Figure 6: Phenotype error, Recessive MOI by Risk level and N. (High = Relative Risk = 1.45; Med = Relative Risk = 1.30; Low = Relative Risk = 1.15.). Y axis is power (0 to 100.0), X axis is Sample size (number of cases).

We examined the influence of genotype and diagnosis errors that affect the accuracy of association predictions in a GWAS and focused on assessing the effect on statistical power loss caused by the influence of these two sources of error. Our findings are MOI specific and indicate that both sources of error can adversely affect power levels. This outcome is more pronounced for recessive MOI and low risk loci, which is common knowledge. What our study shows is that the error magnitude depends on a variety of factors in addition to MOI, especially relative risk and sample size; our study quantifies this magnitude and indicates the significance of this impact. This loss can be compensated for by increasing sample sizes. Gordon et al. [2] reported that a 1% increase in genotype error rates requires an increase in sample size of 2-8%, which they also noted depends on the MOI scenario. Our estimates are much higher than those reported by Gordon et al. [2] and are based on achieving a power threshold of 80%. Using the additive model, results at N = 1,000 (assuming no genotype errors) exceeds the 80% threshold (80.6%). Introducing a 1% genotype error, power drops to 75%. An additional 405 cases are needed to compensate for this loss to restore an 80.6% power level, which is a 40.5% increase in sample size. Note: we are not suggesting that 1% error is standard operating procedure. In fact, genotype errors are improving with the introduction of each new technology, and currently are likely below 0.5%. Table 3 presents these results for all MOIs for both Genotype and Diagnosis errors.

Table 3: % Sample Size Increase to Restore Power caused by a 1% Genotype or Diagnosis Error.
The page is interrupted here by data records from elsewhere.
PR #1229, opened 2024-07-19
[ABW-3634] Fix bug where Account Details wouldn't show Verify Address on Ledger

matiasbzurovski:
Jira ticket: [ABW-3634](https://radixdlt.atlassian.net/browse/ABW-3634)

## Description
Manually check whether an `AccountForDisplay` is controller by a Ledger device, instead of assuming it isn't.

## Before vs After
| - | - |
| <video src=https://github.com/user-attachments/assets/0f48e878-8b2e-4005-a7be-e31c4ff9994a> | <video src=https://github.com/user-attachments/assets/71c634e9-f926-4b80-b96c-ae6e43116598> |

### DIFF
--- a/RadixWallet/Core/SharedModels/LedgerIdentifiable.swift
+++ b/RadixWallet/Core/SharedModels/LedgerIdentifiable.swift
@@ -33,7 +33,9 @@ public enum LedgerIdentifiable: Sendable {
 // MARK: LedgerIdentifiable.Address
 extension LedgerIdentifiable {
 	public enum Address: Hashable, Sendable, Identifiable {
-		case account(AccountAddress, isLedgerHWAccount: Bool = false)
+		/// `isLedgerHWAccount` indicates if the account is controlled by a Ledger device.
+		/// if the value is nil, it means we don't know.
+		case account(AccountAddress, isLedgerHWAccount: Bool?)
 		case package(PackageAddress)
 		case resource(ResourceAddress)
 		case resourcePool(PoolAddress)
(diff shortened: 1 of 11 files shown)


RadixWallet/Core/SharedModels/LedgerIdentifiable.swift
```diff
@@ -33,7 +33,11 @@ public enum LedgerIdentifiable: Sendable {
 // MARK: LedgerIdentifiable.Address
 extension LedgerIdentifiable {
 	public enum Address: Hashable, Sendable, Identifiable {
-		case account(AccountAddress, isLedgerHWAccount: Bool = false)
+		/// `isLedgerHWAccount` indicates if the account is controlled by a Ledger device.
+		/// - `true`: we know the account is controlled by a Ledger device
+		/// - `false`: either the account isn't controller by a Ledger device or it is an external account and we don't care.
+		/// - `nil`: we don't know if the account is controller by a Ledger device, we should check if needed.
+		case account(AccountAddress, isLedgerHWAccount: Bool?)
```
GhenadieVP, line 40: `isLedgerHWAccount` complicates things more than it helps, and by having it passed from outside of AddressDetails just saves a very quick check in the Profile(even if it is async), additionally very likely that at some point somebody will miss-use this. For the sake of consistency and encapsulation, I would completely remove this `isLedgerHWAccount`, unless there is a use case which I am missing.

GhenadieVP (changes requested):

RadixWallet/Core/SharedModels/LedgerIdentifiable.swift
matiasbzurovski: definitely, I had left it with the optional case as I thought it was used somewhere else, but seems the only usage of it is for this button. Agree 100% that's better to do the quick async check every time.

GhenadieVP (approved):

PR #1230, opened 2024-07-19
[ABW-3630] Fix NFTs collection background refresh

danvleju-rdx:
Jira ticket: [ABW-3630](https://radixdlt.atlassian.net/browse/ABW-3630)

## Description
Fixes an issue where an expanded collection is not updated if it changes after a direct transfer or background refresh.
The solution is to update the collection when the portfolio is updated, but only if the collection is expanded and the `nonFungibleIdsCount` has changed. This ensures the update occurs only when necessary to avoid resetting pagination.

## Video

https://github.com/user-attachments/assets/55351d48-f065-4140-95df-cef99af813c1

[ABW-3630]: https://radixdlt.atlassian.net/browse/ABW-3630?atlOrigin=eyJpIjoiNWRkNTljNzYxNjVmNDY3MDlhMDU5Y2ZhYzA5YTRkZjUiLCJwIjoiZ2l0aHViLWNvbS1KU1cifQ

### DIFF
--- a/RadixWallet/Features/AssetsFeature/Components/NonFungibleAssetList/Components/Row/NonFungbileAssetRow+Reducer.swift
+++ b/RadixWallet/Features/AssetsFeature/Components/NonFungibleAssetList/Components/Row/NonFungbileAssetRow+Reducer.swift
@@ -59,6 +59,7 @@ extension NonFungibleAssetList {
 			}
 
 			case tokensLoaded(TaskResult<TokensLoadResult>)
+			case refreshResources
 		}
 
 		@Dependency(\.onLedgerEntitiesClient) var onLedgerEntitiesClient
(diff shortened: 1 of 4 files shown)


matiasbzurovski (approved):
LGTM

RadixWallet/Features/AssetsFeature/Components/NonFungibleAssetList/Components/Row/NonFungbileAssetRow+Reducer.swift
```diff
@@ -131,6 +132,9 @@ extension NonFungibleAssetList {
 					state.isLoadingResources = false
 				}
 				return .none
+
+			case .refreshResources:
+				return loadResources(&state, pageIndex: 0)
```
GhenadieVP, line 137: I think that `state.nextPageCursor` needs to also be reset to nil if pageIndex is set to zero. And more, shouldn't the `tokens` be reset?

I guess that this update works properly for a single page NFT collection.

GhenadieVP (approved):

PR #1234, opened 2024-07-23
Sargon os v1

GhenadieVP:
SargonOS V1 implementation, recommended for reading to understand the big picture:
- Ticket - https://radixdlt.atlassian.net/browse/ABW-3591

In summary, our results quantify the relationship between genotype and diagnosis error measures and statistical power loss. These relationships are understood, but we document their extent. Our results also assume that the MOI of the locus being analyzed is known; therefore, our results will understate the true power loss and the compensating sample size increases. Our results also demonstrate that for low risk non-recessive loci, sample sizes in the range of 1,000 - 2,000 cases will achieve 80% power thresholds for type I error levels of 10^-8 even with realistic genotype and phenotype error assumptions.

However, the recessive loci model remains problematic. Desirable power thresholds for moderate risk levels can only be realized with sample sizes in the tens of thousands, which is further complicated by accounting for power loss as a result of genotype and diagnosis errors.